A Taxonomy of Stereotype Content in Large Language Models
This work addresses the problem of understanding and mitigating bias in AI systems for developers and auditors, though it is incremental as it builds on existing human stereotype research.
The study introduced a taxonomy of stereotype content in large language models (LLMs), identifying 14 dimensions that account for about 90% of stereotype associations, with warmth and competence being most frequent, and found that stereotypes in LLMs are more positive than in humans but vary across categories and dimensions.
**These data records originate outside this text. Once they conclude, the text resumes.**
PR #281, opened 2018-11-16
Removed an iOS settings that lacks an Android equivalent

wbaumann:
Rather than supporting the ability to allow or disallow showing receipts out of date bounds, matching the behavior that we have on Android.

### DIFF
--- a/SmartReceipts/Modules/Edit Receipt/EditReceiptInteractor.swift
+++ b/SmartReceipts/Modules/Edit Receipt/EditReceiptInteractor.swift
@@ -111,7 +111,6 @@ class EditReceiptInteractor: Interactor {
     
     private func validateDate(in receipt: WBReceipt) {
         Observable<Void>.just(())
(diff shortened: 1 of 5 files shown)


wbaumann:
I'm going to close this and fix the merge conflicts in another PR. Updates to follow :)

SmartReceipts/Modules/Edit Receipt/EditReceiptInteractor.swift
```diff
@@ -111,7 +111,6 @@ class EditReceiptInteractor: Interactor {
     
     private func validateDate(in receipt: WBReceipt) {
         Observable<Void>.just(())
-            .filter({ !WBPreferences.allowDataEntryOutsideTripBounds() })
```
EvsenevDev: Always disallowed now?

wbaumann: It should just always show now

PR #282, opened 2018-11-16
Finalized all iOS string keys for translation

wbaumann:
This includes the following changes:

- Formatting all string keys to use underscores for spaces instead of periods
- Replaced a few unique error titles with the "Error" generic one
- Deleted a few strings that could be replaced by Shared equivalents

Following this change, all remaining items can be directly translated into their respective languages


wbaumann:
Closing this one in favor of:

- https://github.com/wbaumann/SmartReceiptsiOS/pull/284

Which resolves the conflicts

PR #299, opened 2018-12-28
Added Quick Actions feature for Receipts

EvsenevDev:


SmartReceipts/Services/Local/QuickActionService.swift
```diff
@@ -0,0 +1,118 @@
...
+    private var subscription: Disposable?
+    private weak var view: UIViewController!
+    private let scanService = ScanService()
+    
+    init(view: UIViewController) {
+        self.view = view
+    }
+    
+    func configureQuickActions() {
+        UIApplication.shared.shortcutItems = lastOpenedTrip == nil ?
```
wbaumann: Does this run on the UI Thread? Any risks for calling `Database.sharedInstance().tripWithName(tripName)` from `lastOpenedTrip` here that could cause it to freeze?

EvsenevDev: yes it's in Main Thread, but we call `configureQuickActions` on app termination. If we call it in background app will terminate without configuration.

wbaumann: Ah - so this only happens when the app is closing? That's okay then. I just didn't want to block on launch then. Thanks!

PR #309, opened 2019-02-06
Fix crashes

EvsenevDev:


wbaumann:
@EvsenevDev Thanks so much! Could you also send this over to `master`? There were some merge conflicts when I tried to `cherry-pick` this over

PR #314, opened 2019-02-23
Fixed Retain Cycles and Memory Leaks

EvsenevDev:
- [Fix] Memory Leak in Edit Receipt Module
- [Fix] Retain Cycles in some screens
- [Fix] fixed results from BackupFilePicker


wbaumann:
Hey - is it worth cherry-picking any of these into our current release in your view?

EvsenevDev:
> Hey - is it worth cherry-picking any of these into our current release in your view?

I hope these changes should fix the crash and it fixed memory leaks. So, i think yes, you can cherry-pick it into current release.

PR #320, opened 2019-04-22
Hotfixes for 1.14.5

EvsenevDev:
- [Fix] DB migration with French locale - v11 string escaping issue
- Added LSSupportsOpeningDocumentsInPlace = YES by Apple Requirement


wbaumann:
@EvsenevDev Overriding this merge, since it seems to be an issue with Travis and the newer Swift syntax. Let's fix this with the next PR. Thanks!

PR #326, opened 2019-07-22
Dev 1.16(2)

EvsenevDev:
- Fixed Base Currency Price for Edit Mode
- Added Weekday to Date inline rows
- [Fix] Generate ZIP for Report without files
- [Fix] NavigationBar on iPad (iOS 10.3)
- [Fix] show Autocomptions by focus on predictiveCell
- [Fix] issue in which the date's always default to the trip start date


wbaumann:
Thanks @EvsenevDev !

PR #328, opened 2019-08-22
Currency calculates fixes

EvsenevDev:
- [Fix] few bugs with the currency exchange rate calculations for 1.16
- [Fix] Item #3 with recalculate Base Currency Rate


wbaumann:
@EvsenevDev If you have a moment, would you be able to cherry-pick this into 1.16, bump the version number, and upload a release?

PR #340, opened 2020-01-12
New UI/UX

EvsenevDev:
Most part of a big re-design of app.


SmartReceipts/Common/UI/ActionSheet/ActionSheet.swift
```diff
@@ -0,0 +1,208 @@
...
+    override func layoutSubviews() {
+        super.layoutSubviews()
+        titleLabel?.sizeToFit()
+        titleLabel?.frame.origin.x = UI_MARGIN_16
+        
+        titleLabel?.center.y = bounds.midY
+        
+        guard let imageView = imageView else { return }
+        imageView.center.y = bounds.midY
+        imageView.frame.origin.x = bounds.width - imageView.bounds.width - 19
```
wbaumann: I always worry a bit about magic values here like `19`, but not a blocker. In the future, I think it's good to make these constants, so it's clearer to read what their intent is :)

EvsenevDev: Me too, seems like i tested and forgot to move it in private constants

PR #345, opened 2020-02-18
Update 1.18.5

EvsenevDev:
- Fixed crash with NSNotFound while deleting receipt
- Added Date format options
- Updated UI for Tooltip


wbaumann:
@EvsenevDev - Looks like the build failed... Not sure if a Travis issue?

PR #348, opened 2020-03-29
Tooltips update

EvsenevDev:
- Updated logic for Privacy tooltip
- Added tooltip with Plus users and backup recovery
- Added tooltip to explain how Smart Receipts reports/trips are suppose to function
- Added tooltip with PaymentMethod question
- Insert PaymentMethod by tap YES in tooltip


wbaumann:
@EvsenevDev - Looks good but now the CircleCI build is failing (I know you deleted this). Do you know where we can remove it from our GitLab build script?

PR #3355, opened 2025-05-06
Suppress signature errors when CI run on PRs from forks

llimeht:
## Description

CI already knows not to try to sign/notarise the installers when running on push within a fork. This change ensures that the sign/notarise steps only happen when a PR comes from the `sasview/sasview.git` repository and not from a fork. This will suppress spurious errors about signing keys not being available in PRs.

Anyone using the unsigned installers likely needs to jump though additional hoops to enable the unsigned code, but they can't currently even get to the unsigned installers because the job fails prior to upload.

## How Has This Been Tested?

CI on this PR - it doesn't fail :)

(Checking that signing still works for 'internal' PRs is still needed)

## Review Checklist:

**Installers**

### DIFF
--- a/.github/workflows/ci.yml
+++ b/.github/workflows/ci.yml
@@ -90,7 +90,7 @@ jobs:
     env:
       MACOS_DMG_NAME: SasView6-${{ matrix.os }}.dmg
       # Only sign/notarize if the secrets will be available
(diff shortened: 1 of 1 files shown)


krzywon (approved):

llimeht:
Thanks @krzywon! @jamescrake-merani do we also want this in `release-6.1.0` straight away?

This study introduces a taxonomy of stereotype content in contemporary large language models (LLMs). We prompt ChatGPT 3.5, Llama 3, and Mixtral 8x7B, three powerful and widely used LLMs, for the characteristics associated with 87 social categories (e.g., gender, race, occupations). We identify 14 stereotype dimensions (e.g., Morality, Ability, Health, Beliefs, Emotions), accounting for ~90% of LLM stereotype associations. Warmth and Competence facets were the most frequent content, but all other dimensions were significantly prevalent. Stereotypes were more positive in LLMs (vs. humans), but there was significant variability across categories and dimensions. Finally, the taxonomy predicted the LLMs' internal evaluations of social categories (e.g., how positively/negatively the categories were represented), supporting the relevance of a multidimensional taxonomy for characterizing LLM stereotypes. Our findings suggest that high-dimensional human stereotypes are reflected in LLMs and must be considered in AI auditing and debiasing to minimize unidentified harms from reliance in low-dimensional views of bias in LLMs.